Daha önceki seyahatimizden Paris'in çok geniş bir alana yayıldığını, yürünecek çok fazla yol, görülecek çok fazla şey olduğundan çocuklu tatil için uygun bir yer olmadığını biliyorduk. Bu sebeple bu seferlik oğluşu babaanne tatiline bırakmayı uygun gördük.
Hangi uçakla gitmeli, hangi havaalanında inmeli, hangi otelde kalmalı, nerede yemeli, nerede içmeli önceden uzun uzun düşündük ki Paris'teki günlerimizde bunlara kafa yormadan rahat rahat dolaşabilelim...
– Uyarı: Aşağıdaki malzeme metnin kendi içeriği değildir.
PR #154, opened 2018-07-18
fix: Fixes #94 by adding missing filter for extrinsics timestamp

### LINKED ISSUE #94: Assertion error in the "Extrinsic tab page" when user selects "timestamp" from the selection box labelled "from extrinsic section"
When select the "Extrinsics tab" and then choose "timestamp" from the selection box under the "from extrinsic section" label it crashes with `Error: Assertion failed`. See screenshots below:

screen shot 2018-06-13 at 10 42 46 am

screen shot 2018-06-13 at 10 43 18 am

ltfschoen:


packages/ui-app/src/InputExtrinsic/options/section.test.js
```diff
@@ -0,0 +1,67 @@
+// Copyright 2017-2018 @polkadot/ui-app authors & contributors
```
jacogr: .spec.js

packages/ui-app/src/InputExtrinsic/options/section.ts
```diff
@@ -8,6 +8,21 @@ import { DropdownOptions } from '../types';
 
 import map from '@polkadot/extrinsics';
 
+export function anyMethodToDisplay (methods: any) {
```
jacogr: Since these are re-usable (e.g. same logic applies to eg. storage), put them in seperate files

packages/ui-app/src/InputStorage/index.tsx
```diff
@@ -19,7 +19,7 @@ import classes from '../util/classes';
 import translate from '../translate';
 import SelectKey from './SelectKey';
 import SelectSection from './SelectSection';
-import keyOptions from './options/key';
+import methodOptions from './options/method';
```
jacogr: Not sure why this is done - in storage the term "method" doesn't make much sense since it actually refers to a key in the state storage. (For extrinsics methods are fine since that is what they are)

ltfschoen:
@jacogr I've made updates to address the review comments

packages/ui-app/src/InputExtrinsic/options/section.ts
```diff
@@ -2,27 +2,21 @@
...
-
+import { Section } from '@polkadot/params/types';
+import { Extrinsic$Sections, Extrinsics } from '@polkadot/extrinsics/types';
 import { DropdownOptions } from '../types';
+import { shouldDisplaySection } from '../../util/shouldDisplaySection';
 
 import map from '@polkadot/extrinsics';
 
-export default function createOptions (type: 'private' | 'public'): DropdownOptions {
+export default function createOptions (type: string = 'private' || 'public'): DropdownOptions {
```
jacogr: Not sure I understand this one - it is not a general string, rather one of 2 values. It should rather (if an issue) be defined as an opaque type (as it was) and if an issue in use at a single point, casted.

packages/ui-app/src/InputStorage/options/section.ts
```diff
@@ -2,32 +2,21 @@
...
 import map from '@polkadot/storage';
 
-export default function createOptions (): DropdownOptions {
+export default function createOptions (type: string = 'public'): DropdownOptions {
   return Object
     .keys(map)
     .sort()
     .filter((name) => {
-      const section = map[name as Storage$Sections];
+      const section: Section<Storages> = map[name as Storage$Sections];
```
jacogr: Is this type needed here? Type inference will set it up correctly.

packages/ui-app/src/InputExtrinsic/options/section.ts
jacogr: On closer inspection, this is actually completely wrong now. What is defined here now is an optional parameter that (when not supplied) takes the value of ‘public || private’ which evaluated to the former. It is not a type anymore, rather now you can pass in any string value, ie. even ‘foo’ will work and the type checker will be happy.

packages/ui-app/src/InputStorage/options/section.ts
ltfschoen: Agreed, type inference does the trick

packages/ui-app/src/InputStorage/index.tsx
```diff
@@ -44,10 +44,11 @@ class InputStorage extends React.PureComponent<Props, State> {
     super(props);
 
     const { section } = this.props.defaultValue;
+    const type = 'public';
```
jacogr: Is there a reason this is actually passed through? (storage always being public - really don't need to define it explicitly as a variable?)

packages/ui-app/src/InputStorage/options/section.ts
```diff
@@ -4,30 +4,18 @@
 
 import { Storage$Sections } from '@polkadot/storage/types';
 import { DropdownOptions } from '../../InputExtrinsic/types';
+import { shouldDisplaySection } from '../../util/shouldDisplaySection';
 
 import map from '@polkadot/storage';
 
-export default function createOptions (): DropdownOptions {
+export default function createOptions (type: 'public'): DropdownOptions {
```
jacogr: As per previous comment, rather just pass through 'public' on line 18

packages/ui-app/src/InputStorage/index.tsx
ltfschoen: I just noticed it was done this way here https://github.com/polkadot-js/apps/blob/master/packages/ui-app/src/InputExtrinsic/index.tsx#L54 where it's also passed through

packages/ui-app/src/util/shouldDisplaySection.ts
```diff
@@ -0,0 +1,31 @@
+// Copyright 2017-2018 @polkadot/ui-app authors & contributors
+// This software may be modified and distributed under the terms
+// of the ISC license. See the LICENSE file for details.
+
+import isUndefined from '@polkadot/util/is/undefined';
+import isNull from '@polkadot/util/is/null';
+
+function anyMethodToDisplay (methods: any) {
```
jacogr: Almost there. `any` is a bit of a "smell", only used when no options. Here we can actually type it using Section + generics. (The callers all have the same generic-ified Section type)

packages/ui-app/src/util/shouldDisplaySection.ts
```diff
@@ -0,0 +1,31 @@
...
+    .keys(methods)
+    .filter((name) => {
+      const { isDeprecated, isHidden } = methods[name];
+
+      return !isDeprecated && !isHidden;
+    })
+    .length !== 0;
+}
+
+export function shouldDisplaySection (section: any, type: string) {
```
jacogr: As above.

Additionally, type is not a string, it is one of public or private.

ltfschoen:
Creating a new PR as a branch of this repo instead of a branch of my fork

Paris'te nerede konaklamalı?
Konaklamada şehrin merkezine yakın konaklama çok büyük avantaj. Zamanınız yollarda geçmeden otelden adımınızı atar atmaz görülecek yerlerin merkezindesiniz. Ne var ki Paris'teki otel fiyatları gerçekten el yakıyor. Bu sebeple verilen ücretlerin karşılığını alıp, kötü de süprizle karşılaşmamak için iyi bir araştırma yapılması gerekiyor. Biz merkeze yakın olduğu için Notre Dame'ın hemen yanındaki Hotel Henry IV Rive Gauche ve daha lüks bir yerde kalmak için Marriott oteli tercih ettik.Paris'te yeme içme
Daha önceki Paris seyahatimizde yemek için daha ortalama yerleri tercih etmiştik. Ortalama dediysem Paris'in Avrupa'daki en pahalı şehirlerden biri olduğunu unutmamak gerekir. Bizdeki ile aynı yeme içme veya hizmet için 1TL = 1€ ödeniyor. Yani burada bir yemeğe 50TL ödüyorsanız, aynısına Paris'te 50€ veriyorsunuz gibi... Velhasıl geçen seyahatimizde yediğimiz yemeklerden sonra bu muymuş Fransız mutfağı demiştik.Bu sefer çok daha iyi araştırdık, nerde foie gras, nerede steak frites, nerede confit du canard yiyelim düşündük. Normandiya kıyılarında bolca çıkan deniz mahsüllerini en güvenilir nerede yiyebileceğimize karar verdik. Birçok iyi yerde rezervasyon yapılması, hatta çok önceden rezervasyon yapılması gerektiğini öğrendik. Rezerve edebildiğimiz yerleri ettik. En azından bir tane Michelin restoranında yer bulabildik ve yemek yedik. Paris'te yeme içme yazısı için tıklayın...
Paris'te gezilecek yerler
Daha önceki gezimizde bir Eyfel kulesine çıkmış, bir de Louvre Müzesi'ni gezmiş, şöyle bir Şanzelize'den Triomphe'e doğru yürümüş, bir de Notre Dame'a gidelim derken bir bakmış üç günlük seyahatimizin sonuna gelmişiz. Oysa ki Paris'te gezilecek belli başlı şeyler onlarca. Ve bu yerler koskoca Paris üzerinde öyle bir dağılmış ki her birini hakkını vererek gezmek için haftalar gerek. Biz bu sefer müzelerde dolaşmayı yine bir başka sefere bırakıp daha çok sokaklarda dolaşıp Paris'in havasını koklamaya çalıştık. Bol bol yürüdük, bazen günlük metro biletleri alarak şehrin değişik yerlerine gittik. Velhasıl beş günlük Paris gezimizde olabildiğince çok yer gördük:Şehrin değişik noktalarından görüp "bak Eyfel" diye şaşırdığımız Eyfel kulesi (yazısı için tıklayın).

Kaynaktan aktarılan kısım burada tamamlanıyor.